▶ What you need to do:
In full and word for word, give the records again.

* * *

PR #107, opened 2017-07-12
Show transaction link

isaacfreeman:
When we click through to a payment in admin, include a link to the Braintree admin page for the payment. 

This is based on https://github.com/solidusio/solidus_braintree/commit/68abb9683bf38a546ae703df7433a4e8233b9c81 by @ericsaupe

### DIFF
--- a/config/initializers/braintree.rb
+++ b/config/initializers/braintree.rb
@@ -1,0 +1,1 @@
+Spree::Admin::PaymentsController.helper :braintree_admin
--- a/app/helpers/braintree_admin_helper.rb
+++ b/app/helpers/braintree_admin_helper.rb
@@ -1,0 +1,18 @@
+module BraintreeAdminHelper
+  # Returns a link to the Braintree web UI for the given Braintree payment
+  def braintree_transaction_link(payment)
+    environment = payment.payment_method.preferred_environment == 'sandbox' ? 'sandbox' : 'www'
+    merchant_id = payment.payment_method.preferred_merchant_id
+    response_code = payment.response_code
+
+    return unless response_code.present?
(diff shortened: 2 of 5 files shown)


config/initializers/braintree.rb
```diff
@@ -0,0 +1 @@
+ActionView::Base.send :include, BraintreeViewHelpers
```
tvdeyen: Could we include this in the admin payments controller instead?

```ruby
Spree::Admin::PaymentsController.helper :braintree_admin_helpers
```

app/helpers/braintree_view_helpers.rb
```diff
@@ -0,0 +1,18 @@
+module BraintreeViewHelpers
```
tvdeyen: Could we rename this into `BraintreeAdminHelpers` or something similar that indicates this helper is used for admin views?

app/views/spree/admin/payments/source_views/_paypal_braintree.html.erb
```diff
@@ -1,10 +1,15 @@
 <fieldset data-hook="credit_card">
+  <legend align="center"><%= t('braintree', scope: 'solidus_paypal_braintree') %></legend>
```
tvdeyen: Why this `legend`? No other admin payment view has this legend and admins do not have to know about the provider of this payment method IMO. But I'm not considering this a blocker.

isaacfreeman: I didn't want it to say "Credit Card", because it might be Apple Pay or Paypal instead. But you've prompted me to rewrite it with a better localisation call.

PR #110, opened 2017-07-23
Set Braintree log level as a gateway preference

isaacfreeman:
The `braintree` gem provides a default logger that logs at the INFO level, which clutters logs a bit.

This provides a gateway preference for log level, and sets the default a notch higher to WARN.


tvdeyen:
Why don't we use the current debug level of the application?

tvdeyen:
@isaacfreeman do you think it makes sense to use the log level of the rails application?

PR #111, opened 2017-07-23
Fix deprecated code

isaacfreeman:
Commits to address deprecation warnings that are showing up in specs.


tvdeyen:
Spec failures are random. Will rebuild until it passes

PR #114, opened 2017-07-27
Remove integer type declaration from cassettes

tvdeyen:
Lots of older cassettes had `type="integer"` attributes in the xml
of the request body. Newer cassettes do not have this. This causes
build errors depending on which machine the specs run.

It is not 100% clear what's the cause of this.

Maybe the builder gem? - braintree depends on >=2.0.0 while 3.2.3 is the most recent version
Maybe the braintree gem? - 2.76.0 is the most recent version and was updated lately
Maybe libxml? - The version on the different machines may vary

### DIFF
--- a/spec/fixtures/cassettes/admin/invalid_credit_card.yml
+++ b/spec/fixtures/cassettes/admin/invalid_credit_card.yml
@@ -8,7 +8,7 @@ http_interactions:
       string: |
         <?xml version="1.0" encoding="UTF-8"?>
         <client-token>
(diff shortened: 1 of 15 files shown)


tvdeyen:
It would be great to know the root cause of the type declaration being sometimes present sometimes not - dependent on where the cassettes have been generated.

tvdeyen:
The root cause is Ruby 2.4 not having a Bignum and Fixnum class anymore. https://github.com/braintree/braintree_ruby/pull/143

PR #115, opened 2017-07-28
Better error handling

tvdeyen:
This adds several improvements to error handling of transaction responses.

- Record AVS and CVV results
- Include request params in error responses
- Humanize transaction error messages

### DIFF
--- a/app/models/solidus_paypal_braintree/response.rb
+++ b/app/models/solidus_paypal_braintree/response.rb
@@ -1,3 +1,5 @@
+# frozen_string_literal: true
+
 # Response object that all actions on the gateway should return
 module SolidusPaypalBraintree
   class Response < ActiveMerchant::Billing::Response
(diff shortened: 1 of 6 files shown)


config/locales/en.yml
```diff
@@ -28,3 +28,16 @@ en:
       tab: Braintree
       update_success: Successfully updated Braintree configurations.
       update_error: An error occurred while updating Braintree configurations.
+    gateway_rejection_reasons:
+      avs: AVS check failed.
+      avs_and_cvv: AVS and CVV check failed.
+      cvv: CVV check failed.
+      duplicate: Duplicated transaction.
```
mamhoff: Duplicate Transaction

app/models/solidus_paypal_braintree/response.rb
```diff
@@ -18,18 +19,14 @@ def build(result)
...
-        avs_result = nil
-        cvv_result = nil
-
         options = {
-          test: test,
-          authorization: authorization,
-          fraud_review: fraud_review,
-          avs_result: avs_result,
-          cvv_result: cvv_result
+          test: !Rails.env.production?,
```
mamhoff: Rather than `true` or `!Rails.env.production`, this should either be `nil` (indicating we have no idea) or something braintree tells us about using a sandbox.

tvdeyen: Unfortunately we don't have access to anything from either Braintree nor from Solidus to set this value correctly. ActiveMerchant sets this value to `false` per default. As nobody consuming this response actually uses this value I think we can just remove it and rely on the ActiveMerchant default behavior here.

PR #286, opened 2019-05-20
Starwars example

micimize:
* Adds a locally-runnable example app to `examples/`
* Fix `Query.refetch`

#### Fixes / Enhancements
- Moved `refetchQuery` to manager because scheduler  doesn't see non-subscriptions
- Add a full client/server example `examples/starwars` with subscriptions


mainawycliffe:
This Looks and works great. The only change i had to make was for the server ip address, from `127.0.0.1` to `10.0.2.2` when using Android Emulator on windows. Don't know how this works on other OSs but may be  add a note on the read me file.

micimize:
@mainawycliffe good catch - added a `Platform` toggle

PR #293, opened 2019-05-23
docs: add variable type to query example

pleopardi:
#### Docs

- Added missing variable type in query example


mainawycliffe:
Hi, thanks for the PR. Can you please make your PR against beta branch instead of master. And also the commit message is should be docs not refactor, just like your PR title, because you are making a change against the docs.

pleopardi:
Thanks for the suggestions @mainawycliffe, now it should be fine!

* * *

▶ Solution to the exercise:
PR #107, opened 2017-07-12
Show transaction link

isaacfreeman:
When we click through to a payment in admin, include a link to the Braintree admin page for the payment. 

This is based on https://github.com/solidusio/solidus_braintree/commit/68abb9683bf38a546ae703df7433a4e8233b9c81 by @ericsaupe

### DIFF
--- a/config/initializers/braintree.rb
+++ b/config/initializers/braintree.rb
@@ -1,0 +1,1 @@
+Spree::Admin::PaymentsController.helper :braintree_admin
--- a/app/helpers/braintree_admin_helper.rb
+++ b/app/helpers/braintree_admin_helper.rb
@@ -1,0 +1,18 @@
+module BraintreeAdminHelper
+  # Returns a link to the Braintree web UI for the given Braintree payment
+  def braintree_transaction_link(payment)
+    environment = payment.payment_method.preferred_environment == 'sandbox' ? 'sandbox' : 'www'
+    merchant_id = payment.payment_method.preferred_merchant_id
+    response_code = payment.response_code
+
+    return unless response_code.present?
(diff shortened: 2 of 5 files shown)


config/initializers/braintree.rb
```diff
@@ -0,0 +1 @@
+ActionView::Base.send :include, BraintreeViewHelpers
```
tvdeyen: Could we include this in the admin payments controller instead?

```ruby
Spree::Admin::PaymentsController.helper :braintree_admin_helpers
```

app/helpers/braintree_view_helpers.rb
```diff
@@ -0,0 +1,18 @@
+module BraintreeViewHelpers
```
tvdeyen: Could we rename this into `BraintreeAdminHelpers` or something similar that indicates this helper is used for admin views?

app/views/spree/admin/payments/source_views/_paypal_braintree.html.erb
```diff
@@ -1,10 +1,15 @@
 <fieldset data-hook="credit_card">
+  <legend align="center"><%= t('braintree', scope: 'solidus_paypal_braintree') %></legend>
```
tvdeyen: Why this `legend`? No other admin payment view has this legend and admins do not have to know about the provider of this payment method IMO. But I'm not considering this a blocker.

isaacfreeman: I didn't want it to say "Credit Card", because it might be Apple Pay or Paypal instead. But you've prompted me to rewrite it with a better localisation call.

PR #110, opened 2017-07-23
Set Braintree log level as a gateway preference

isaacfreeman:
The `braintree` gem provides a default logger that logs at the INFO level, which clutters logs a bit.

This provides a gateway preference for log level, and sets the default a notch higher to WARN.


tvdeyen:
Why don't we use the current debug level of the application?

tvdeyen:
@isaacfreeman do you think it makes sense to use the log level of the rails application?

PR #111, opened 2017-07-23
Fix deprecated code

isaacfreeman:
Commits to address deprecation warnings that are showing up in specs.


tvdeyen:
Spec failures are random. Will rebuild until it passes

PR #114, opened 2017-07-27
Remove integer type declaration from cassettes

tvdeyen:
Lots of older cassettes had `type="integer"` attributes in the xml
of the request body. Newer cassettes do not have this. This causes
build errors depending on which machine the specs run.

It is not 100% clear what's the cause of this.

Maybe the builder gem? - braintree depends on >=2.0.0 while 3.2.3 is the most recent version
Maybe the braintree gem? - 2.76.0 is the most recent version and was updated lately
Maybe libxml? - The version on the different machines may vary

### DIFF
--- a/spec/fixtures/cassettes/admin/invalid_credit_card.yml
+++ b/spec/fixtures/cassettes/admin/invalid_credit_card.yml
@@ -8,7 +8,7 @@ http_interactions:
       string: |
         <?xml version="1.0" encoding="UTF-8"?>
         <client-token>
(diff shortened: 1 of 15 files shown)


tvdeyen:
It would be great to know the root cause of the type declaration being sometimes present sometimes not - dependent on where the cassettes have been generated.

tvdeyen:
The root cause is Ruby 2.4 not having a Bignum and Fixnum class anymore. https://github.com/braintree/braintree_ruby/pull/143

PR #115, opened 2017-07-28
Better error handling

tvdeyen:
This adds several improvements to error handling of transaction responses.

- Record AVS and CVV results
- Include request params in error responses
- Humanize transaction error messages

### DIFF
--- a/app/models/solidus_paypal_braintree/response.rb
+++ b/app/models/solidus_paypal_braintree/response.rb
@@ -1,3 +1,5 @@
+# frozen_string_literal: true
+
 # Response object that all actions on the gateway should return
 module SolidusPaypalBraintree
   class Response < ActiveMerchant::Billing::Response
(diff shortened: 1 of 6 files shown)


config/locales/en.yml
```diff
@@ -28,3 +28,16 @@ en:
       tab: Braintree
       update_success: Successfully updated Braintree configurations.
       update_error: An error occurred while updating Braintree configurations.
+    gateway_rejection_reasons:
+      avs: AVS check failed.
+      avs_and_cvv: AVS and CVV check failed.
+      cvv: CVV check failed.
+      duplicate: Duplicated transaction.
```
mamhoff: Duplicate Transaction

app/models/solidus_paypal_braintree/response.rb
```diff
@@ -18,18 +19,14 @@ def build(result)
...
-        avs_result = nil
-        cvv_result = nil
-
         options = {
-          test: test,
-          authorization: authorization,
-          fraud_review: fraud_review,
-          avs_result: avs_result,
-          cvv_result: cvv_result
+          test: !Rails.env.production?,
```
mamhoff: Rather than `true` or `!Rails.env.production`, this should either be `nil` (indicating we have no idea) or something braintree tells us about using a sandbox.

tvdeyen: Unfortunately we don't have access to anything from either Braintree nor from Solidus to set this value correctly. ActiveMerchant sets this value to `false` per default. As nobody consuming this response actually uses this value I think we can just remove it and rely on the ActiveMerchant default behavior here.

PR #286, opened 2019-05-20
Starwars example

micimize:
* Adds a locally-runnable example app to `examples/`
* Fix `Query.refetch`

#### Fixes / Enhancements
- Moved `refetchQuery` to manager because scheduler  doesn't see non-subscriptions
- Add a full client/server example `examples/starwars` with subscriptions


mainawycliffe:
This Looks and works great. The only change i had to make was for the server ip address, from `127.0.0.1` to `10.0.2.2` when using Android Emulator on windows. Don't know how this works on other OSs but may be  add a note on the read me file.

micimize:
@mainawycliffe good catch - added a `Platform` toggle

PR #293, opened 2019-05-23
docs: add variable type to query example

pleopardi:
#### Docs

- Added missing variable type in query example


mainawycliffe:
Hi, thanks for the PR. Can you please make your PR against beta branch instead of master. And also the commit message is should be docs not refactor, just like your PR title, because you are making a change against the docs.

pleopardi:
Thanks for the suggestions @mainawycliffe, now it should be fine!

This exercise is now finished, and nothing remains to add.